2020 Temmuz ayı dış ticaret verileri açıklandı. Bu sene ilk yedi ayda toplam dış ticaret açığı 26,6 milyar dolar oldu. Aynı yedi ayda ihracat yüzde 13,7 oranında azaldı. İthalat ise yüzde 3,9 oranında azaldı.
İhracatın daha çok azalmasında pandeminin ve dış talebin düşmesinin etkisi var. İthalatın daha düşük azalmasının nedeni ise, üretimde kullanılan ithal girdi payının yüksek olmasıdır. İthalat yapamazsak üretimde yapamayız.

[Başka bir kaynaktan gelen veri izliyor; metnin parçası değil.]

PR #71403, opened 2022-12-21
Add/ Skeleton for Email Stats page

JuanLucha:
#### Proposed Changes

This PR adds the skeleton and the route for the Email Stats page. It's empty at the moment, but it's hidden behind the `newsletter/stats` feature flag.

#### Testing Instructions

1. Checkout this branch on your local repository and start the application.
2. Go to a route in this format `calypso.localhost:3000/stats/email/open/<SITE_DOMAIN>/day/<POST_ID>?flags=newsletter/stats` (for example: `calypso.localhost:3000/stats/email/open/testingrightnow.blog/day/37?flags=newsletter/stats`).
3. You should see the placeholder text on the screen like this:

Screenshot 2022-12-21 at 12 09 02

### DIFF
--- a/client/my-sites/stats/controller.jsx
+++ b/client/my-sites/stats/controller.jsx
@@ -11,6 +11,7 @@ import { getSelectedSiteId } from 'calypso/state/ui/selectors';
 import StatsCommentFollows from './comment-follows';
 import StatsOverview from './overview';
 import StatsSite from './site';
+import StatsEmailOpenDetail from './stats-email-open-detail';
 import StatsInsights from './stats-insights';
 import StatsPostDetail from './stats-post-detail';
 import StatsSummary from './summary';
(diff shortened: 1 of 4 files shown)


client/my-sites/stats/controller.jsx
```diff
@@ -437,3 +438,9 @@ export function wordAds( context, next ) {
 
 	next();
 }
+
+export function emailOpen( context, next ) {
```
TimBroddin, line 442: I see other routes doing 

`	if ( 0 === siteId ) {
		window.location = '/stats';
		return next();
	}
`
Is this something that can be added here as well? Or is this something you plan on adding later?

TimBroddin (approved):
LGTM! 🚢

I added one small comment, but this is something than can be added later. (Or you can add it now and I'll reapprove.)

client/my-sites/stats/controller.jsx
JuanLucha: Indeed, that will be there when the siteId is required by the component. Thanks for the review! 🏅

PR #71405, opened 2022-12-21
HappyChat: Add New Year's closure times

renancarvalho:
#### Proposed Changes

Add message for New Year's holiday limited availability.
More context [here](https://github.com/Automattic/wp-calypso/pull/p1671504597022099-slack-C029S5LLB7D)

#### Testing Instructions

- Pull this branch or use Calypso's live link
- Open HappyChat and and click on "still need help button "
- You should see the December dates message
- Change your computer time to a date after December 25th 
- You should see the NY's  message like bellow

image

### DIFF
--- a/packages/help-center/src/components/help-center-contact-page.tsx
+++ b/packages/help-center/src/components/help-center-contact-page.tsx
@@ -116,9 +116,9 @@ export const HelpCenterContactPage: React.FC = () => {
 				<h3>{ __( 'Contact our WordPress.com experts', __i18n_text_domain__ ) }</h3>
 				<HelpCenterActiveTicketNotice tickets={ tickets } />
 				<GMClosureNotice
-					displayAt="2022-12-17 00:00Z"
-					closesAt="2022-12-24 00:00Z"
-					reopensAt="2022-12-26 07:00Z"
+					displayAt="2022-12-26 07:00Z"
+					closesAt="2022-12-31 00:00Z"
+					reopensAt="2023-01-02 07:00Z"
 					enabled={ hasAccessToLivechat }
 				/>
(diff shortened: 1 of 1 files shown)


escapemanuele:
Hey @renancarvalho, a couple of considerations!

What about we add another `GMClosureNotice` like they are doing [here](https://github.com/Automattic/wp-calypso/blob/trunk/client/me/help/help-contact/index.jsx#L580-L612)? They will show one after the another without overlap and without us having to remember to publish this PR at the right time.

What about, like the link I provided before, we use `ChatHolidayClosureNotice` if it is doable?
It also seems strange to me to use a GM component for a Holiday! 

I think it would be nice to extend the [GMClosureNotice](https://github.com/Automattic/wp-calypso/blob/trunk/packages/components/src/gm-closure-notice/gm-closure-notice.tsx) component that we have, maybe change its name, and have some flag to identify if it is the GM or a Holiday :) 

Let me know what you think!


(those are just different approaches we can have, not asking to do all of those :D )

cc @arcangelini

renancarvalho:
> What about we add another `GMClosureNotice` like they are doing [here](https://github.com/Automattic/wp-calypso/blob/trunk/client/me/help/help-contact/index.jsx#L580-L612)? They will show one after the another without overlap and without us having to remember to publish this PR at the right time.

Thank you for checking @escapemanuele, this is indeed a good idea, have applied this. I think given the urgency of it, this solution is fine for now but of course we are always open for improvements.

escapemanuele (approved):
Thank you for applying the changes! 
If you are sure those 2 do not overlap, I think this is good to go! 👍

Aslında Türkiye, dış ticarette 2003'ten beri ne teoride nede uygulamada yeri olmayan bir savurganlık içindedir.
2003-2019 arasında toplam dış ticaret açığımız 827,8 milyar dolar oldu. Bu yıl 7 ayı da katarsak 854,4 milyar dolara çıkıyor. Türkiye'nin bir yıllık GSYH'sı 800 milyar dolardır. Bu kadar dış ticaret açığı vermenin yerli ve milli olmakla ne ilgisi olabilir? Eğer ekonomiyi algı yaratma ve slogan üstünde götürmeye kalkarsanız kaçınılmaz sonuç böyle olacaktır.
Türkiye, küreselleşmeyi ve dışa açılmayı 1980 sonrasında ve bu gün yabancı sermayeye tam teslimiyet olarak anladı. 2012 yılına kadar giren sıcak para serabına kapıldı. Serbestliği kontrolsüz ve başı bozuk piyasa zannetti.